*** Begin section ***

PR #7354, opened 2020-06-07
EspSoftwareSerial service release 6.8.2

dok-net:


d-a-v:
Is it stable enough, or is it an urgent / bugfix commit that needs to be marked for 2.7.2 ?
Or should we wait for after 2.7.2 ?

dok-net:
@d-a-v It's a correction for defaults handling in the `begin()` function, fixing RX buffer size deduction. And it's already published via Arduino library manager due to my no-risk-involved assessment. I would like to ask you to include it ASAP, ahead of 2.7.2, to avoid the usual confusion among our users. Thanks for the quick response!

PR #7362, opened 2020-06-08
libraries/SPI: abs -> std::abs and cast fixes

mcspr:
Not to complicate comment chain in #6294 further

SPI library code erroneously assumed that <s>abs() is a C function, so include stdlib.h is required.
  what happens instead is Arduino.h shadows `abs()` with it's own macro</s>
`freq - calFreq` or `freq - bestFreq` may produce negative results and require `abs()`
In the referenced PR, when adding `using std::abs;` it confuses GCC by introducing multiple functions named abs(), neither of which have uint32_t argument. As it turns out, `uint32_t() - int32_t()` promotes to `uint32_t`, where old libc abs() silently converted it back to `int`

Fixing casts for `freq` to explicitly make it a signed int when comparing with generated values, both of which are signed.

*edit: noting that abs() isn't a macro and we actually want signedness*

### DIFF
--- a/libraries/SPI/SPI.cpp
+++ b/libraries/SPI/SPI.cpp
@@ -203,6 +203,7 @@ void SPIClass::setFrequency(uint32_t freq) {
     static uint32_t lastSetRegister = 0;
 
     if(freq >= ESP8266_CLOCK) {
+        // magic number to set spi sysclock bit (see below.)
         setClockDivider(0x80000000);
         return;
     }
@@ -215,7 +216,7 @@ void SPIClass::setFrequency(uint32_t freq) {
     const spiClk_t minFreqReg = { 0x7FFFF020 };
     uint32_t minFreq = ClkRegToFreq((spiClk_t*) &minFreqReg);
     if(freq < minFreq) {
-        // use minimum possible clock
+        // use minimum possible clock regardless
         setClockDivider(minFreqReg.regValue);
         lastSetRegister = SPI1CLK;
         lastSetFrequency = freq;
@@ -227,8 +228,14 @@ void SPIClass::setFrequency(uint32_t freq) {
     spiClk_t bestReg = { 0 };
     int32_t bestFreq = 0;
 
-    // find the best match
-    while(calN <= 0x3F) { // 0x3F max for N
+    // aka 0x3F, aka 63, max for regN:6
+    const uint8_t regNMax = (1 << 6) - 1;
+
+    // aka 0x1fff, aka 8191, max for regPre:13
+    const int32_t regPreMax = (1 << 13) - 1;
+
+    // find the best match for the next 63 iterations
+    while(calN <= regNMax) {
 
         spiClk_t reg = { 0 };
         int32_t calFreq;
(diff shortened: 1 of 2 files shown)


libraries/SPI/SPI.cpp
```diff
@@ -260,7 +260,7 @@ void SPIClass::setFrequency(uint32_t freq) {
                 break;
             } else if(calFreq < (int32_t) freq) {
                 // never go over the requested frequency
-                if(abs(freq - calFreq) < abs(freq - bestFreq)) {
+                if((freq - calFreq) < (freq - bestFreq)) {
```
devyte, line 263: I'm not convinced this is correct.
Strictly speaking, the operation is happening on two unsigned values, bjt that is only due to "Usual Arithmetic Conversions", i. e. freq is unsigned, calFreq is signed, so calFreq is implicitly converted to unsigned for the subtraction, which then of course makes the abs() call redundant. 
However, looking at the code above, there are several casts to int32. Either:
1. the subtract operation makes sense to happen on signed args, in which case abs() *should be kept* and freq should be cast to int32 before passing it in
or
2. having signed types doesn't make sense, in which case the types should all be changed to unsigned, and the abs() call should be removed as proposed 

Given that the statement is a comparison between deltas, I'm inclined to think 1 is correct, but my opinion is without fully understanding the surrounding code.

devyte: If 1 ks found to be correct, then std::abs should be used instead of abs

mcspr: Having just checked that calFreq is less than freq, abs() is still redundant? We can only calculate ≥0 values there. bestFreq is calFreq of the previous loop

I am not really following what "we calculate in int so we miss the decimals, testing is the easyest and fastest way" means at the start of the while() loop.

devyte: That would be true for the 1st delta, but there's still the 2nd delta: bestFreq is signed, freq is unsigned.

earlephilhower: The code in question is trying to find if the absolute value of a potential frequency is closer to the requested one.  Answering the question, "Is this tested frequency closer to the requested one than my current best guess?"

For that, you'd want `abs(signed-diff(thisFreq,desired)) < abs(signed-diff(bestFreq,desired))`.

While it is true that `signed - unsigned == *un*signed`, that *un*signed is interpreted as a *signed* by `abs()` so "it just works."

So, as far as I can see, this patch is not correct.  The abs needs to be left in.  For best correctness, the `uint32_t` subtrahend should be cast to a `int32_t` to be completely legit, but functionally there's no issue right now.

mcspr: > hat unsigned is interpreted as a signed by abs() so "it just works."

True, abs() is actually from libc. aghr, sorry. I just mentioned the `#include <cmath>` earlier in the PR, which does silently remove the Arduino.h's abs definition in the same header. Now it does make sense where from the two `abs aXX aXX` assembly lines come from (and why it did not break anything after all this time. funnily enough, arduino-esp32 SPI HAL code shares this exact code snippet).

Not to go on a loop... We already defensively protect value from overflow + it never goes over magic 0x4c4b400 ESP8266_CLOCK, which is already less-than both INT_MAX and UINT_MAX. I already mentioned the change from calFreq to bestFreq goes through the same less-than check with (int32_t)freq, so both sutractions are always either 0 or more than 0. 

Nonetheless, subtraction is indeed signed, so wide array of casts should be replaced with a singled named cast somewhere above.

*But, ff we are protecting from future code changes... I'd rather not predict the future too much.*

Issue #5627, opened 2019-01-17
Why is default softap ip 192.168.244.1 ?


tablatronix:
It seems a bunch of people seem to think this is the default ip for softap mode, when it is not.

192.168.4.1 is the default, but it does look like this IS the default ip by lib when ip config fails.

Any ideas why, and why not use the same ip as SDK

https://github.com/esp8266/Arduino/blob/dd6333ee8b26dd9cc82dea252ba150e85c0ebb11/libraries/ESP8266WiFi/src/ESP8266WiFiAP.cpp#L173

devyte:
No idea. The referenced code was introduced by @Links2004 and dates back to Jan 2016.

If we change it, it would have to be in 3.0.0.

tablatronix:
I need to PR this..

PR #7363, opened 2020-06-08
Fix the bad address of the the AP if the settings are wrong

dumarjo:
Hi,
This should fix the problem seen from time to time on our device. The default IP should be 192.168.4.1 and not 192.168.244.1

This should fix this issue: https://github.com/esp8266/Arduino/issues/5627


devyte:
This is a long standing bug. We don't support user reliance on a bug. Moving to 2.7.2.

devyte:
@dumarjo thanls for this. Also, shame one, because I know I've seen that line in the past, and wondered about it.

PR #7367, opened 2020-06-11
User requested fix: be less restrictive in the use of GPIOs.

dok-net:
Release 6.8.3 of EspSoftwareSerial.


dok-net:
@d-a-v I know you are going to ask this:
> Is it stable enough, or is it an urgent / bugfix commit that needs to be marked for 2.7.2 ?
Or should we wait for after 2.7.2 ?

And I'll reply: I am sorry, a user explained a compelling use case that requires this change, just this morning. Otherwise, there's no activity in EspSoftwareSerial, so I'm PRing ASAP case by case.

*** End section ***

- _What you need to do_: Of the lines above, retype only those from the line containing "actually want signedness*" through the line containing "Strictly speaking, the", including both, exactly.

- _Reply to the task_:
*edit: noting that abs() isn't a macro and we actually want signedness*

### DIFF
--- a/libraries/SPI/SPI.cpp
+++ b/libraries/SPI/SPI.cpp
@@ -203,6 +203,7 @@ void SPIClass::setFrequency(uint32_t freq) {
     static uint32_t lastSetRegister = 0;
 
     if(freq >= ESP8266_CLOCK) {
+        // magic number to set spi sysclock bit (see below.)
         setClockDivider(0x80000000);
         return;
     }
@@ -215,7 +216,7 @@ void SPIClass::setFrequency(uint32_t freq) {
     const spiClk_t minFreqReg = { 0x7FFFF020 };
     uint32_t minFreq = ClkRegToFreq((spiClk_t*) &minFreqReg);
     if(freq < minFreq) {
-        // use minimum possible clock
+        // use minimum possible clock regardless
         setClockDivider(minFreqReg.regValue);
         lastSetRegister = SPI1CLK;
         lastSetFrequency = freq;
@@ -227,8 +228,14 @@ void SPIClass::setFrequency(uint32_t freq) {
     spiClk_t bestReg = { 0 };
     int32_t bestFreq = 0;
 
-    // find the best match
-    while(calN <= 0x3F) { // 0x3F max for N
+    // aka 0x3F, aka 63, max for regN:6
+    const uint8_t regNMax = (1 << 6) - 1;
+
+    // aka 0x1fff, aka 8191, max for regPre:13
+    const int32_t regPreMax = (1 << 13) - 1;
+
+    // find the best match for the next 63 iterations
+    while(calN <= regNMax) {
 
         spiClk_t reg = { 0 };
         int32_t calFreq;
(diff shortened: 1 of 2 files shown)


libraries/SPI/SPI.cpp
```diff
@@ -260,7 +260,7 @@ void SPIClass::setFrequency(uint32_t freq) {
                 break;
             } else if(calFreq < (int32_t) freq) {
                 // never go over the requested frequency
-                if(abs(freq - calFreq) < abs(freq - bestFreq)) {
+                if((freq - calFreq) < (freq - bestFreq)) {
```
devyte, line 263: I'm not convinced this is correct.
Strictly speaking, the operation is happening on two unsigned values, bjt that is only due to "Usual Arithmetic Conversions", i. e. freq is unsigned, calFreq is signed, so calFreq is implicitly converted to unsigned for the subtraction, which then of course makes the abs() call redundant. 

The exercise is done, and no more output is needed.